(DATA PROVIDED begins)

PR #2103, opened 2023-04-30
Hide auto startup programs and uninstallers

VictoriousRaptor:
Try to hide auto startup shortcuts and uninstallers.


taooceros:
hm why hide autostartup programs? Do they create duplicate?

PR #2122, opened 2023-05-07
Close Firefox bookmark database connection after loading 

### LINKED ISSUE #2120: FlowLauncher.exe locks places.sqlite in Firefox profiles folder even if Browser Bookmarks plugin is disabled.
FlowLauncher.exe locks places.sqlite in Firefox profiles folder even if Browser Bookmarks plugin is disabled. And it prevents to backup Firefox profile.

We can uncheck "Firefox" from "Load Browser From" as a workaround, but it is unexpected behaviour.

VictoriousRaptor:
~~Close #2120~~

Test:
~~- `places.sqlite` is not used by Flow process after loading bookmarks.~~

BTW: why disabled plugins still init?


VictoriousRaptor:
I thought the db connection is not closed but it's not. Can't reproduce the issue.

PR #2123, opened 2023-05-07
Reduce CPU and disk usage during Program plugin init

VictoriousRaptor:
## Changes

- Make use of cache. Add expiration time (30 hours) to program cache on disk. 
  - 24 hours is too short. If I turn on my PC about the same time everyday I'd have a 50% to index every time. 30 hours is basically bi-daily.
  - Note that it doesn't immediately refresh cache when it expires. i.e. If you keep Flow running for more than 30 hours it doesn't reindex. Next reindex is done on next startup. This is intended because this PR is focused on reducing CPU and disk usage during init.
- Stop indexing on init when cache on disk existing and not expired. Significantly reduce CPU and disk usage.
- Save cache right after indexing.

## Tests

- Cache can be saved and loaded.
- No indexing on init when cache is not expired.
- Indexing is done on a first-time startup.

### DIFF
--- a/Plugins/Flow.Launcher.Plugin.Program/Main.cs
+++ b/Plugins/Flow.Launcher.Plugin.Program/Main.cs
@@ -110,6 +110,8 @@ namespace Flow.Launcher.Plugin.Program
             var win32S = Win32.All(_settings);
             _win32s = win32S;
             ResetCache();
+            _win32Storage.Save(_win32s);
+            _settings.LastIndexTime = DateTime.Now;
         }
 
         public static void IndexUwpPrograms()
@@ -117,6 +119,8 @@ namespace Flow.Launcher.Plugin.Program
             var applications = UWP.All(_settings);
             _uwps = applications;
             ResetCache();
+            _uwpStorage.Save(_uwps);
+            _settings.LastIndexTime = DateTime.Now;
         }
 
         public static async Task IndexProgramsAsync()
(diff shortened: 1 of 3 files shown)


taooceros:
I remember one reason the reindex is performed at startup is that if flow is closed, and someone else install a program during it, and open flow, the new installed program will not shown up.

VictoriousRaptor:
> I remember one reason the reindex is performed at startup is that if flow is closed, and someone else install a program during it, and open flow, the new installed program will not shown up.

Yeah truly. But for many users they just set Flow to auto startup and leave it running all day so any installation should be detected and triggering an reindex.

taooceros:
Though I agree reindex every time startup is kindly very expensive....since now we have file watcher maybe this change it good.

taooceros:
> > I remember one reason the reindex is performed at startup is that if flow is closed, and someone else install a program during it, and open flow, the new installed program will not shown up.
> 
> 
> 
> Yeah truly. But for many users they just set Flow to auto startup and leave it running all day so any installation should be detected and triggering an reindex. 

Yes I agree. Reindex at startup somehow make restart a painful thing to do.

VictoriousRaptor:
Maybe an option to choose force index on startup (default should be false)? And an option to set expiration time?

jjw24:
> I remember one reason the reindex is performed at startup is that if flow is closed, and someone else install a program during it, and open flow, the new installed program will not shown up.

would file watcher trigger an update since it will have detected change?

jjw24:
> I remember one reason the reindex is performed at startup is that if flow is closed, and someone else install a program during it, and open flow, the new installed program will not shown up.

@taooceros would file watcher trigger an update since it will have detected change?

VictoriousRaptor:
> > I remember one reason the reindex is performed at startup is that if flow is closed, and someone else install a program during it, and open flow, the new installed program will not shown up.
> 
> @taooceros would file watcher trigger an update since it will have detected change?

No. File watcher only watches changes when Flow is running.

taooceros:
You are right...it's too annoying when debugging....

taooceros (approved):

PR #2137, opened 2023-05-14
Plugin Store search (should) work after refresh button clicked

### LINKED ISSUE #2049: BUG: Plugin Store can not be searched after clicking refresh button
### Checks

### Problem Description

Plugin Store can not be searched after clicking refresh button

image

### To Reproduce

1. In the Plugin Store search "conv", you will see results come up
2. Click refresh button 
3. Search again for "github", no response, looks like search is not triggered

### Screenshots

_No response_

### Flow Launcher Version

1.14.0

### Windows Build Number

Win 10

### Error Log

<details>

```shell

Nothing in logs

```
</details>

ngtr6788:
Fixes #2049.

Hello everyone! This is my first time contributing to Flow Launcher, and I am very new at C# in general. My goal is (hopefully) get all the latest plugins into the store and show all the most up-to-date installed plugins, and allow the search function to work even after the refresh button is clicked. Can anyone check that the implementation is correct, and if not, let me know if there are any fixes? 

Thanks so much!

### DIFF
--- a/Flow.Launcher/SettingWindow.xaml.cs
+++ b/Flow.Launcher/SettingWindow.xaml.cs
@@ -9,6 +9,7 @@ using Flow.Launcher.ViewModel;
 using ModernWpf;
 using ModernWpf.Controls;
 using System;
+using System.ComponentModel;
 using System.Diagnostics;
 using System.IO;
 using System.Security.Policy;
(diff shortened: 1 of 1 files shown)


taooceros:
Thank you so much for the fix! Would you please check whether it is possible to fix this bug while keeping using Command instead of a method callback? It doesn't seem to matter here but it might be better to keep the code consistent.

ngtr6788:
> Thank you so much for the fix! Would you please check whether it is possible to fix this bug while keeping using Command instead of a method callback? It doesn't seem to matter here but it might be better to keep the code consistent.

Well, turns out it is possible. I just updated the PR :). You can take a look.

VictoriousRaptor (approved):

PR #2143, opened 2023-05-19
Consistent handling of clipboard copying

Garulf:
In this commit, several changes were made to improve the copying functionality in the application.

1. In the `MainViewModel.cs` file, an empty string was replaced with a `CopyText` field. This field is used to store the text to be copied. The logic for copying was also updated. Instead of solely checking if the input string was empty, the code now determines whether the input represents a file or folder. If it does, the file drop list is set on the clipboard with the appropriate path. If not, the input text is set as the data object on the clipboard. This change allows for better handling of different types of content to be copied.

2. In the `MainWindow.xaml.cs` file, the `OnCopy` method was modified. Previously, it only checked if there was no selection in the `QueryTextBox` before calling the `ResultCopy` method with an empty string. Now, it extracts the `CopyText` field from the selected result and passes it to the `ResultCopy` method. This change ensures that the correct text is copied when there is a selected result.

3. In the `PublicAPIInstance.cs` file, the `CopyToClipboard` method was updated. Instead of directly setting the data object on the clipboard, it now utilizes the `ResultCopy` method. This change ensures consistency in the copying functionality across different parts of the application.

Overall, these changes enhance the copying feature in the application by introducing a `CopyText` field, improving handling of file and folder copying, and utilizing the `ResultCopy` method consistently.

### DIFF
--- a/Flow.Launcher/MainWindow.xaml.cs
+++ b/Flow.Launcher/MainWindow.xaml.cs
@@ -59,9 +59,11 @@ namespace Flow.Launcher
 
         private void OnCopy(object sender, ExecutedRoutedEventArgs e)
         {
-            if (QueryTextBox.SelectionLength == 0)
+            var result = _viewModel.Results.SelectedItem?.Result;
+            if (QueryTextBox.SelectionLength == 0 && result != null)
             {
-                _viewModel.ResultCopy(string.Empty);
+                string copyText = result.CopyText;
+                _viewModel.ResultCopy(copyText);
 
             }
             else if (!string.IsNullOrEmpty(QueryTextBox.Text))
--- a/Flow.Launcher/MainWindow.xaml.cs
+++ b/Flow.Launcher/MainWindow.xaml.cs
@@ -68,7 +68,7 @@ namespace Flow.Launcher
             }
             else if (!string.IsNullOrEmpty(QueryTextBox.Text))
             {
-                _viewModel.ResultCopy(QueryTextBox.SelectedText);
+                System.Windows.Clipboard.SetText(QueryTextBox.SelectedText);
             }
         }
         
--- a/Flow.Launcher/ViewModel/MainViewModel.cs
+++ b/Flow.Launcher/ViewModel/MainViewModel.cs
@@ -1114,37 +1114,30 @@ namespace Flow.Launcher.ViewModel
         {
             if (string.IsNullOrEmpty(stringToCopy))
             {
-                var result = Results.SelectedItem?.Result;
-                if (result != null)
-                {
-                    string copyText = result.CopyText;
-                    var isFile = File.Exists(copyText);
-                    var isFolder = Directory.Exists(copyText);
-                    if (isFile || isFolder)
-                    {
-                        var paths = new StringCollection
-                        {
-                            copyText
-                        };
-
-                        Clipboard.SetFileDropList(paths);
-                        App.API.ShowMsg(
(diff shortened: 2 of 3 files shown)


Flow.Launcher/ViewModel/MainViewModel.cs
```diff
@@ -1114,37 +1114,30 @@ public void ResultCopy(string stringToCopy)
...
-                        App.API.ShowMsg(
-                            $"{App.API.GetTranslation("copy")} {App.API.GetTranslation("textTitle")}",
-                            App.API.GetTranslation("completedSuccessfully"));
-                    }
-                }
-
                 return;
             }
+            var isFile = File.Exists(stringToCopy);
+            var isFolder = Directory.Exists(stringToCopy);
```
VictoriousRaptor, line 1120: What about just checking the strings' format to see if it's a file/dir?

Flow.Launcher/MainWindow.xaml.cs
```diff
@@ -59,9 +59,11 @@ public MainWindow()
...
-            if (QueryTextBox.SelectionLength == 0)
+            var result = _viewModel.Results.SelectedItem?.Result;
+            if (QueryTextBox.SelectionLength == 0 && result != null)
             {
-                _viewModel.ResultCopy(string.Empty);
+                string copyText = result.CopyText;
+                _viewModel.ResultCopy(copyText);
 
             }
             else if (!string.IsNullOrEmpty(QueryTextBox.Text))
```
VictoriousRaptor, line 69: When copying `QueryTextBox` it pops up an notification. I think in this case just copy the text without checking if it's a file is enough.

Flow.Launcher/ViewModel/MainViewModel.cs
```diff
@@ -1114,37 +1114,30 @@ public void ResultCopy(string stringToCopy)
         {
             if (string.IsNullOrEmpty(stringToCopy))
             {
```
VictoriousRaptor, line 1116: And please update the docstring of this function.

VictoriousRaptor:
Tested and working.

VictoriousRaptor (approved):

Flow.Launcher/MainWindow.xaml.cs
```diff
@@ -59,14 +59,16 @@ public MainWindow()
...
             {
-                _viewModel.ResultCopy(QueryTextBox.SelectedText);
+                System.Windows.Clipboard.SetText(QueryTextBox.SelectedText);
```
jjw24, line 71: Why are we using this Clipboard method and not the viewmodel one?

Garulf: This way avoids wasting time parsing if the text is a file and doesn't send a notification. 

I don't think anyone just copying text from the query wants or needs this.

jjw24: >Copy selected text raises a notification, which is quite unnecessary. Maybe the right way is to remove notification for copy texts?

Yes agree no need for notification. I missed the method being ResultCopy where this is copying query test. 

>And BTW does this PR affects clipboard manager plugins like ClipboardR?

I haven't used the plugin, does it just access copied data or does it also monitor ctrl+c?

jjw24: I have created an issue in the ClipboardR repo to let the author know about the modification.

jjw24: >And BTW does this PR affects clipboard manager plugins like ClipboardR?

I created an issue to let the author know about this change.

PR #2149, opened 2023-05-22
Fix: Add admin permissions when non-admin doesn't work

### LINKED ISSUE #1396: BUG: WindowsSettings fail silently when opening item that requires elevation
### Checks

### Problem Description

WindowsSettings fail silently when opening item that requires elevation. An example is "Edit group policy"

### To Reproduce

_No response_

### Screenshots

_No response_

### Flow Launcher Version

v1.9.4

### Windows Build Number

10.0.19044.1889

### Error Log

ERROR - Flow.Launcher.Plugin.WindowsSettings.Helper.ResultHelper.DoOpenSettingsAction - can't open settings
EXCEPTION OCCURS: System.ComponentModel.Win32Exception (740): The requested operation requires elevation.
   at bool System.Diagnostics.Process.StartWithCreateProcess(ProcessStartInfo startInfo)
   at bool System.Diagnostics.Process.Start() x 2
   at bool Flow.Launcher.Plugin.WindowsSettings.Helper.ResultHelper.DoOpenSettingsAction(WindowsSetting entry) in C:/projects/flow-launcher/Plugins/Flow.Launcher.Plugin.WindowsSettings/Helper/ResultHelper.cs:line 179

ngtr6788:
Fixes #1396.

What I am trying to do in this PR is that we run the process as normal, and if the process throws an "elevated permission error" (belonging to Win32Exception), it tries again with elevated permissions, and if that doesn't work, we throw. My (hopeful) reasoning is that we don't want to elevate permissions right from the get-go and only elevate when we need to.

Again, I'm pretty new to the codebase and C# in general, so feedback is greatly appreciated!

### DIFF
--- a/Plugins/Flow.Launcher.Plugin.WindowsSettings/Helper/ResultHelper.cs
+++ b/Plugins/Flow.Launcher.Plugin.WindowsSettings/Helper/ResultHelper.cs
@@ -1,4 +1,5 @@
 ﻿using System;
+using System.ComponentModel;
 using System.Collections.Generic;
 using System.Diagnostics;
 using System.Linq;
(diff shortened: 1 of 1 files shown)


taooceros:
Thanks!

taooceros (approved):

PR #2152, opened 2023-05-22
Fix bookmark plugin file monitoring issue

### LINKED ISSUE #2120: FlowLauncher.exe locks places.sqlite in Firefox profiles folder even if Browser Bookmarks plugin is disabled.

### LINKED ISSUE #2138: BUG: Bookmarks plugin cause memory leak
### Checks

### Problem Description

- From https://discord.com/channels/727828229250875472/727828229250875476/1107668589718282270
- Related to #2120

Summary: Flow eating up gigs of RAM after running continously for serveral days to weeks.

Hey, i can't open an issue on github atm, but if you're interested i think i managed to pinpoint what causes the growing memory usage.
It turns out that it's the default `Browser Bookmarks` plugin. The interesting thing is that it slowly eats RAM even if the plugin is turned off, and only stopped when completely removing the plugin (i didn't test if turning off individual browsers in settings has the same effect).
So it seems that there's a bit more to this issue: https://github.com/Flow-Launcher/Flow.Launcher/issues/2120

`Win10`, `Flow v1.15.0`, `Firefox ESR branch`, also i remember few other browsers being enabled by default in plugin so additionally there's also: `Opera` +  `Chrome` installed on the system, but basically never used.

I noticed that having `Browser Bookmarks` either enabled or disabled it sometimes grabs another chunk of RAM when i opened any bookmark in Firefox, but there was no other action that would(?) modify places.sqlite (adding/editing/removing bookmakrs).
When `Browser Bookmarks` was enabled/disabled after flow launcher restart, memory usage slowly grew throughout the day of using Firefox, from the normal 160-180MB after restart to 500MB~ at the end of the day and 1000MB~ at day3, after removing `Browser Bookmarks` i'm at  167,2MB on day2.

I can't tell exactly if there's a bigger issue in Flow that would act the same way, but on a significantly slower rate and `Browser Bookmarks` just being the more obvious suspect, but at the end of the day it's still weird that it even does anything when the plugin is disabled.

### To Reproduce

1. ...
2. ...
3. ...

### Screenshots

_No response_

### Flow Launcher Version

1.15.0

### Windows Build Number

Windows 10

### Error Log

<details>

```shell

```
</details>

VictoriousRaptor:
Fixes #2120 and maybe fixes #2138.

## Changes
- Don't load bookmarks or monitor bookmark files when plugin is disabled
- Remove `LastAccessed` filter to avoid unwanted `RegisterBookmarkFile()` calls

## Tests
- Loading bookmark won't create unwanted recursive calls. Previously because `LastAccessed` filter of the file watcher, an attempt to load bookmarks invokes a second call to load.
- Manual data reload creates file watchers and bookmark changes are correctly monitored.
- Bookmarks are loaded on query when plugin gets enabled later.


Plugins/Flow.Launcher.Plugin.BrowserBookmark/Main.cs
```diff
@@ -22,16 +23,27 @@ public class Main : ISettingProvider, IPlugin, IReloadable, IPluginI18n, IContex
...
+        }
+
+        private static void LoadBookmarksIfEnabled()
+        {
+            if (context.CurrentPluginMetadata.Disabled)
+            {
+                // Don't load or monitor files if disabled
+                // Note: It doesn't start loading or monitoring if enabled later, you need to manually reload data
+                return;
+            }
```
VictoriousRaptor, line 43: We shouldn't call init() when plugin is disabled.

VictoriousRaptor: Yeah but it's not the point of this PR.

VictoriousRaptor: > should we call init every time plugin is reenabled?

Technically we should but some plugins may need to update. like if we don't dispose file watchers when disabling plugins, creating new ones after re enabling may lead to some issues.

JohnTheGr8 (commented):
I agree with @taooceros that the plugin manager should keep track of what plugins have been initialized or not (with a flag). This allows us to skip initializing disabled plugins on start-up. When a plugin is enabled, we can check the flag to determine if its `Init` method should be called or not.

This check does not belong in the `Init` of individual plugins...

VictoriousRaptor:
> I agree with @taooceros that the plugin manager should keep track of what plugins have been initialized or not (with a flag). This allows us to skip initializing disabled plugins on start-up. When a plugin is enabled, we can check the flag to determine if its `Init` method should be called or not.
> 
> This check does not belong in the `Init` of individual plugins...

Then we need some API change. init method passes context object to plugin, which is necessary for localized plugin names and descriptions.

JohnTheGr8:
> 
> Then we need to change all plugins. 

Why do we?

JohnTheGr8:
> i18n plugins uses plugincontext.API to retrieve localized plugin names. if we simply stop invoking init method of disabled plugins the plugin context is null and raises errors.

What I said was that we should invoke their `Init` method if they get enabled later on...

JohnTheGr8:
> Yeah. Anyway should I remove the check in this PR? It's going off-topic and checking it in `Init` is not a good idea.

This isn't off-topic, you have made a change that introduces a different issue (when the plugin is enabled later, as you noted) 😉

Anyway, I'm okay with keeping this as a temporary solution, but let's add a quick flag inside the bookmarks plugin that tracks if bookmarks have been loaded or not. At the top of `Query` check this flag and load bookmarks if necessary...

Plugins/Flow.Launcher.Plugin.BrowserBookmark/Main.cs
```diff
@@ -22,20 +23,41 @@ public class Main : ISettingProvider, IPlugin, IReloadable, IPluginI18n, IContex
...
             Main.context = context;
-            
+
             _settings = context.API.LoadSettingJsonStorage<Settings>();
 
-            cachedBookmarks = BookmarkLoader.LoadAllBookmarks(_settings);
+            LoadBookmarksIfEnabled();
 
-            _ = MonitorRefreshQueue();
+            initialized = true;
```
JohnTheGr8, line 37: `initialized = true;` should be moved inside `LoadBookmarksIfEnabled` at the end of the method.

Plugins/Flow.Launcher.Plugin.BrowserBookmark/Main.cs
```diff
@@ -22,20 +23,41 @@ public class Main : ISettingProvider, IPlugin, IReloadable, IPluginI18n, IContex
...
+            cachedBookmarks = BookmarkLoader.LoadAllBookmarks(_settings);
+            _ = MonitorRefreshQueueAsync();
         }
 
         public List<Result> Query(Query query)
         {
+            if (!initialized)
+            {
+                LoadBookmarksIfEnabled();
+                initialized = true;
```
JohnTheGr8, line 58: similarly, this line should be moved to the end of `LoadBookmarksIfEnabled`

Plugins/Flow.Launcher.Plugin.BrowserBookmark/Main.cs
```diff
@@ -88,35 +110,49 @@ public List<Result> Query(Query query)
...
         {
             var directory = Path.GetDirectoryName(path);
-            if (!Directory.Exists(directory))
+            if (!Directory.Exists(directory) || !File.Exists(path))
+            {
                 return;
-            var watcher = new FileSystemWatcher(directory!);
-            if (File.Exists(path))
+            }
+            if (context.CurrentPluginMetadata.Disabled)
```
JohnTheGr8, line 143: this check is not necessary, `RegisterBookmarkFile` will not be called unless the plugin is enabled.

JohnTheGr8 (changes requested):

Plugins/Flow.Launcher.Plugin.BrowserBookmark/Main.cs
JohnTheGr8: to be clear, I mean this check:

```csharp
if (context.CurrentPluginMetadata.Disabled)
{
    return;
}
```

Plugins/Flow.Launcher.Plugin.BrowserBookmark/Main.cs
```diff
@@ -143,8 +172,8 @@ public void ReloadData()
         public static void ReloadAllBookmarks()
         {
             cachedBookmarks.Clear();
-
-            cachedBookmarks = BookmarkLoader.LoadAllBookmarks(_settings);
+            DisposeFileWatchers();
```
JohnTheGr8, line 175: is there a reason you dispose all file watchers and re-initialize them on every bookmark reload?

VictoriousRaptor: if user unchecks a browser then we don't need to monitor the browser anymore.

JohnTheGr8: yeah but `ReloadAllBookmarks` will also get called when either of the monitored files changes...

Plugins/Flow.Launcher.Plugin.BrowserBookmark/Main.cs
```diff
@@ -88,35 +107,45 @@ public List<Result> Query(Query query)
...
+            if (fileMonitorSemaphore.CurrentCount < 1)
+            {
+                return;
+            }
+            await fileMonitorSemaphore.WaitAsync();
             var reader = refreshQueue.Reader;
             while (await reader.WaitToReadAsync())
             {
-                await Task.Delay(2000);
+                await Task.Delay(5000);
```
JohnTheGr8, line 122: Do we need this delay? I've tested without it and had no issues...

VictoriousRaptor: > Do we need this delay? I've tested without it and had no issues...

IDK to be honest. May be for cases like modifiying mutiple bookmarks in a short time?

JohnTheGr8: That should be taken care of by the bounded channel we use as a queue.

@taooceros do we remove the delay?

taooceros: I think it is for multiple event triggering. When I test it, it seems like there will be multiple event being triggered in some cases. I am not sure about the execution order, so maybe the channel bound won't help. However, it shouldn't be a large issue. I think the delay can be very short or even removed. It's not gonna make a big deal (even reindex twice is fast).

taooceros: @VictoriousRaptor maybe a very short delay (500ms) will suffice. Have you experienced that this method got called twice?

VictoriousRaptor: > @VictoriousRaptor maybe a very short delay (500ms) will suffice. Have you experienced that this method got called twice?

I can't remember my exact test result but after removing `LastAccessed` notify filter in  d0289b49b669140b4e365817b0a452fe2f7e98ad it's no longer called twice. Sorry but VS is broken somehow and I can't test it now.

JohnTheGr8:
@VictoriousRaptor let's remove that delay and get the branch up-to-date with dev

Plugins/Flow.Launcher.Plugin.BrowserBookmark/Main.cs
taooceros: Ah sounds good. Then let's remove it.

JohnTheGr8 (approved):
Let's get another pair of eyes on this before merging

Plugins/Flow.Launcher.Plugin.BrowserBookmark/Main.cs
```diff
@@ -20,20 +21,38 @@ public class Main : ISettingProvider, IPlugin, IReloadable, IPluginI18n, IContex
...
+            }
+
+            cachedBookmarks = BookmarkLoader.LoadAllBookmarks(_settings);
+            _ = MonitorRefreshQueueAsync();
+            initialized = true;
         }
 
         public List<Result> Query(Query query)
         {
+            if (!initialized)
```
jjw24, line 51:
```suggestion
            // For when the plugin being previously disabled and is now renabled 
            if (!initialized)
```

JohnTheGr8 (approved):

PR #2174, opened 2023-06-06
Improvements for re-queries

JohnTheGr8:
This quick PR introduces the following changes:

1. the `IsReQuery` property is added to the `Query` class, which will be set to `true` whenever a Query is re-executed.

(DATA PROVIDED ends)

§ PROBLEM REQUIREMENTS: Every line in the entries above that has the word "basically" should be identified and copied.

§ TASK OUTPUT:
  - 24 hours is too short. If I turn on my PC about the same time everyday I'd have a 50% to index every time. 30 hours is basically bi-daily.
`Win10`, `Flow v1.15.0`, `Firefox ESR branch`, also i remember few other browsers being enabled by default in plugin so additionally there's also: `Opera` +  `Chrome` installed on the system, but basically never used.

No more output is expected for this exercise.